[Task directions] All lines from the entries below that contain the string "pull" should be copied out.

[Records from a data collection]
★ ★ ★ ★ ★

PR #17755, opened 2024-04-05
docs(proposal): manifest hydrator

crenshaw-dev:
Split out of https://github.com/argoproj/argo-cd/pull/17506 to be standalone.

WIP code: https://github.com/argoproj/argo-cd/pull/19066

Project to track work: https://github.com/orgs/argoproj/projects/33

### DIFF
--- a/docs/proposals/manifest-hydrator.md
+++ b/docs/proposals/manifest-hydrator.md
@@ -74,26 +74,26 @@ spec:
       targetRevision: main
       # This assumes the Application's environments are modeled as directories.
       path: environments/e2e
-    writeTo:
-      targetBranch: environments/e2e-next
-      path: .
-    # The hydratedSource field is optional. If omitted, the `writeTo` repo/branch is used.
-    # In this example, we write to a "staging" branch and then rely on an external promotion system to move the change 
-    # to the configured hydratedSource.
-    hydratedSource:
+    syncSource:
       targetBranch: environments/e2e
-      # The path is assumed to be the same as that in writeTo.
+      path: .
+    # The hydrateTo field is optional. If specified, Argo CD will write hydrated manifests to this branch instead of the
+    # syncSource.targetBranch. This allows the user to "stage" a hydrated commit before actually deploying the changes
+    # by merging them into the syncSource branch. A complete change promotion system can be built around this feature. 
+    hydrateTo:
+      targetBranch: environments/e2e-next
+      # The path is assumed to be the same as that in syncSource.
 ```
 
 When the Argo CD application controller detects a new commit on the `drySource`, it queue up the hydration process.
 
-When the application controller detects a new (hydrated) commit on the `writeTo.targetBranch` or 
+When the application controller detects a new (hydrated) commit on the `syncSource.targetBranch` or 
 
 ### Processing a New Dry Commit
 
 On noticing a new dry commit, Argo CD will first collect all Applications which have the same `drySource` repo and targetRevision.
 
-Argo CD will then group those sources by the configured `writeTo` targetBranch.
+Argo CD will then group those sources by the configured `syncSource` targetBranch.
 
 ```go
 package hydrator
@@ -105,14 +105,14 @@ type DrySource struct {
 	targetRevision string
 }
 
-type HydratedSource struct {
+type SyncSource struct {
 	targetBranch string
 }
 
-var appGroups map[DrySource]map[HydratedSource][]v1alpha1.Application
+var appGroups map[DrySource]map[SyncSource][]v1alpha1.Application
 ```
 
-Then Argo CD will loop over the apps in each group. For each group, it will run manifest hydration on the configured `drySource.path` and write the result to the configured `writeTo.path`. After looping over all apps in the group and writing all their manifests, it will commit the changes to the configured `writeTo` repoURL and targetBranch. Finally, it will push those changes to git. Then it will repeat this process for the remaining groups.
+Then Argo CD will loop over the apps in each group. For each group, it will run manifest hydration on the configured `drySource.path` and write the result to the configured `syncSource.path`. After looping over all apps in the group and writing all their manifests, it will commit the changes to the configured `syncSource` repoURL and targetBranch (or, if configured, the `hydratedTo` targetBranch). Finally, it will push those changes to git. Then it will repeat this process for the remaining groups.
 
 The actual push operation should be delegated to the [commit server](./manifest-hydrator/commit-server/README.md).
 
@@ -130,7 +130,7 @@ spec:
       repoURL: https://github.com/argoproj/argocd-example-apps
       targetRevision: main
       path: environments/dev/west
-    writeTo:
+    syncSource:
       targetBranch: environments/dev
       path: west
 ---
@@ -144,7 +144,7 @@ spec:
       repoURL: https://github.com/argoproj/argocd-example-apps
       targetRevision: main
       path: environments/dev/east
-    writeTo:
+    syncSource:
       targetBranch: environments/dev
       path: east
 ---
@@ -159,7 +159,7 @@ spec:
       repoURL: https://github.com/argoproj/argocd-example-apps
       targetRevision: main
       path: environments/test/west
-    writeTo:
+    syncSource:
       targetBranch: environments/test
       path: west
 ---
@@ -173,7 +173,7 @@ spec:
       repoURL: https://github.com/argoproj/argocd-example-apps
       targetRevision: main
       path: environments/test/east
-    writeTo:
+    syncSource:
       targetBranch: environments/prod
       path: east
 ---
@@ -188,7 +188,7 @@ spec:
       repoURL: https://github.com/argoproj/argocd-example-apps
       targetRevision: main
       path: environments/prod/west
-    writeTo:
+    syncSource:
       targetBranch: environments/prod
       path: west
 ---
@@ -202,7 +202,7 @@ spec:
       repoURL: https://github.com/argoproj/argocd-example-apps
       targetRevision: main
       path: environments/prod/east
-    writeTo:
+    syncSource:
       targetBranch: environments/prod
       path: east
 ---
--- a/docs/proposals/manifest-hydrator.md
+++ b/docs/proposals/manifest-hydrator.md
@@ -362,4 +362,3 @@ We'll also need to consider how to store the git push secrets. It's probable tha
 ## Drawbacks
 
 ## Alternatives
-
--- a/docs/proposals/manifest-hydrator.md
+++ b/docs/proposals/manifest-hydrator.md
@@ -44,6 +44,7 @@ Many organizations have implemented their own manifest hydration system. By impl
 2) Make it possible to implement a promotion system which relies on the manifest hydration's push-to-stage mode
 3) Emphasize maintaining as much of the system's state as possible in git rather than in the Application CR (e.g. source hydrator config values, such as Helm values)
 4) Every deployed change must have a corresponding dry commit - i.e. git is always the source of any changes
+5) Developers should be able to easily reproduce the manifest hydration process locally, i.e. by running some commands
 
 ### Non-Goals
 
@@ -84,11 +85,13 @@ spec:
       # The path is assumed to be the same as that in writeTo.
 ```
 
-When the Argo CD application controller detects a new commit on the first source listed under `drySources`, it queue up the hydration process.
+When the Argo CD application controller detects a new commit on the `drySource`, it queue up the hydration process.
+
+When the application controller detects a new (hydrated) commit on the `writeTo.targetBranch` or 
 
 ### Processing a New Dry Commit
 
-On noticing a new dry commit, Argo CD will first collect all Applications which have the same `drySources[0]` repo and targetRevision.
+On noticing a new dry commit, Argo CD will first collect all Applications which have the same `drySource` repo and targetRevision.
 
 Argo CD will then group those sources by the configured `writeTo` targetBranch.
 
@@ -109,7 +112,7 @@ type HydratedSource struct {
 var appGroups map[DrySource]map[HydratedSource][]v1alpha1.Application
 ```
 
-Then Argo CD will loop over the apps in each group. For each group, it will run manifest hydration on the configured `drySources[0].path` and write the result to the configured `writeTo.path`. After looping over all apps in the group and writing all their manifests, it will commit the changes to the configured `writeTo` repoURL and targetBranch. Finally, it will push those changes to git. Then it will repeat this process for the remaining groups.
+Then Argo CD will loop over the apps in each group. For each group, it will run manifest hydration on the configured `drySource.path` and write the result to the configured `writeTo.path`. After looping over all apps in the group and writing all their manifests, it will commit the changes to the configured `writeTo` repoURL and targetBranch. Finally, it will push those changes to git. Then it will repeat this process for the remaining groups.
 
 The actual push operation should be delegated to the [commit server](./manifest-hydrator/commit-server/README.md).
 
@@ -296,7 +299,9 @@ The hydrator will also write a `hydrator.metadata` file containing a JSON repres
 }
 ```
 
-To request a commit to the hydrated branch, the application controller will make a gRPC call to the CommitManifests service.
+To request a commit to the hydrated branch, the application controller will make a call to the CommitManifests service.
+
+**Note**: for the purposes of explaining the feature, the CommitManifests service is described as an external gRPC service. It could also be implemented in-process in an existing Argo CD component.
 
 A single call will bundle all the changes destined for a given targetBranch.
 
--- a/docs/proposals/manifest-hydrator.md
+++ b/docs/proposals/manifest-hydrator.md
@@ -258,6 +258,75 @@ The `spec.sourceHydrator.drySource` field contains only three fields: `repoURL`,
 
 `spec.source` contains a number of fields for configuring manifest hydration tools (`helm`, `kustomize`, and `directory`). That functionality is still available for `spec.sourceHydrator`. But instead of being configured in the Application CR, those values are set in `.argocd-source.yaml`, an existing "override" mechanism for `spec.source`. By requiring that this configuration be set in `.argocd-source.yaml`, we respect the principle that all changes must be made in git instead of in the Application CR.
 
+### `spec.destination.namespace` Behavior
+
+The Application `spec.destination.namespace` field is used to set the `metadata.namespace` field of any namespace resources for which that field is not set in the manifests.
+
+The hydrator will not inject `metadata.namespace` into the hydrated manifests pushed to git. Instead, Argo CD's behavior of injecting that value immediately before applying to the cluster will continue to be used with the `spec.sourceHydrator.syncSource`.
+
+### Build Environment Support
+
+For sources specified in `spec.source` or `spec.sources`, Argo CD [sets certain environment variables](https://argo-cd.readthedocs.io/en/stable/user-guide/build-environment/) before running the manifest hydration tool.
+
+Some of these environment variables may change independently of the dry source and therefore break the reproducibility of manifest hydration (see the [Opinions](#opinions) section). Therefore, only some environment variables will be populated for the `spec.sourceHydrator` source.
+
+These environment variables will **not** be set:
+
+* `ARGOCD_APP_NAME`
+* `ARGOCD_APP_NAMESPACE`
+* `KUBE_VERSION`
+* `KUBE_API_VERSIONS`
+
+These environment variables will be set because they are commit SHAs and are directly and immutably tied to the dry manifest commit:
+
+* `ARGOCD_APP_REVISION`
+* `ARGOCD_APP_REVISION_SHORT`
+
+These environment variables will be set because they are inherently tied to the manifest hydrator configuration. If these fields set in `spec.sourceHydrator.drySource` change, we are breaking the connection to the original hydrator configuration anyway.
+
+* `ARGOCD_APP_SOURCE_PATH`
+* `ARGOCD_APP_SOURCE_REPO_URL`
+* `ARGOCD_APP_SOURCE_TARGET_REVISION`
+
+### Support for Helm-Specific Features
+
+#### App Name / Release Name
+
+By default, Argo CD's `source` and `sources` fields use the Application's name as the release name when hydrating Helm manifests.
+
+To centralize the source of truth when using `spec.sourceHydrator`, the default release name will be an empty string, and any different release name should be specified in the `helm.releaseName` field in `.argocd-source.yaml`.
+
+#### Kube API Versions
+
+`helm install` supports dynamically reading Kube API versions from the destination cluster to adjust manifest output. `helm template` accepts a list of Kube API versions to simulate the same behavior, and Argo CD's `spec.source` and `spec.sources` fields set those API versions when running `helm template`.
+
+To centralize the source of truth when using `spec.sourceHydrator`, the Kube API versions will not be populated by default.
+
+Instead, a new field will be added to the Application's `spec.source.helm` field:
+
+```yaml
+kind: Application
+spec:
+  source:
+    helm:
+      apiVersions:
+        - admissionregistration.k8s.io/v1/MutatingWebhookConfiguration
+        - admissionregistration.k8s.io/v1/ValidatingWebhookConfiguration
+        - ... etc.
+```
+
+That field will also be available in `.argocd-source.yaml`:
+
+```yaml
+helm:
+  apiVersions:
+    - admissionregistration.k8s.io/v1/MutatingWebhookConfiguration
+    - admissionregistration.k8s.io/v1/ValidatingWebhookConfiguration
+    - ... etc.
+```
+
+So the appropriate way to set Kube API versions for the source hydrator will be to populate the `.argocd-source.yaml` file.
+
 ### Commit Metadata
 
 Each output directory should contain two files: manifest.yaml and README.md. manifest.yaml should contain the plain hydrated manifests. The resources should be sorted by namespace, name, group, and kind (in that order).
--- a/docs/proposals/manifest-hydrator.md
+++ b/docs/proposals/manifest-hydrator.md
@@ -113,6 +113,7 @@ If output is not deterministic, then a preview generated today might not be vali
 * The `sourceHydrator` field is mutually exclusive with the `source` and the `sources` field. Should we throw an error if they're both configured, or should we just pick one and ignore the others?
 * How will/should this feature relate to the image updater? Is there an opportunity to share code, since both tools involve pushing to git?
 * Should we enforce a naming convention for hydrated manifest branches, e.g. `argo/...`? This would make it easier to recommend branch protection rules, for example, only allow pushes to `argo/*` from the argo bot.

★ ★ ★ ★ ★

[Completed exercise]
Split out of https://github.com/argoproj/argo-cd/pull/17506 to be standalone.
WIP code: https://github.com/argoproj/argo-cd/pull/19066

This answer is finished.